Сапоги были на два номера больше ноги Адама, но это даже радовало: пока можно поносить их на теплый носок, а там и портянку сверху не грех намотать, зима, наверное, опять будет лютая…
К вечеру третьего дня официального Сашиного замужества госпиталь, в котором служили молодожены, был почти готов к передислокации, подбирали «хвосты». Начальник ППГ (полевого подвижного госпиталя) Константин Константинович Грищук так и скомандовал на общем построении:
– Подобрать хвосты! Осмотреться. Через двадцать минут всем быть готовыми к маршу. Ра-зой-дись!

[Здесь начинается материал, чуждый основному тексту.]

PR #994, opened 2021-03-29
Height source vision: Fallback to rangefinder if available

ecmnet:
This implements a fallback mechanism to RangeFinder (if existing) and then to Baro, if vision is selected as primary EKF2 height source in case of vision timeouts.

fixes https://github.com/PX4/PX4-Autopilot/issues/16858

### DIFF
--- a/EKF/control.cpp
+++ b/EKF/control.cpp
@@ -787,7 +787,9 @@ void Ekf::controlHeightSensorTimeouts()
 	const bool continuous_bad_accel_hgt = isTimedOut(_time_good_vert_accel, (uint64_t)_params.bad_acc_reset_delay_us);
 
 	// check if height has been inertial deadreckoning for too long
-	const bool hgt_fusion_timeout = isTimedOut(_time_last_hgt_fuse, (uint64_t)5e6);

Погода начала портиться еще с утра, всем стало понятно: прости-прощай, бабье лето! Небо заволокло рыхлыми тучами, было сыро и зябко. Далеко на востоке время от времени раздавалось тяжелое уханье, может быть, немцы бомбили прицельно, а может, просто сбрасывали груз, чтобы веселей удрать восвояси. К осени сорок второго года наша истребительная авиация уже многому научилась, да и ряды ее значительно пополнились, так что разбойничать безнаказанно немецким бомбардировщикам удавалось не всегда, хотя и удавалось.
После полудня наступила глубокая тишина. Госпитальный народ радовался тишине и тучам – с ними было спокойнее. А к вечеру неожиданно подул сильный верховой ветер, в тучах стали образовываться разрывы, а потом и прогалины голубовато-серого неба. Одна из таких прогалин, притом стремительно расширяющаяся, пришлась как раз над расположением госпиталя.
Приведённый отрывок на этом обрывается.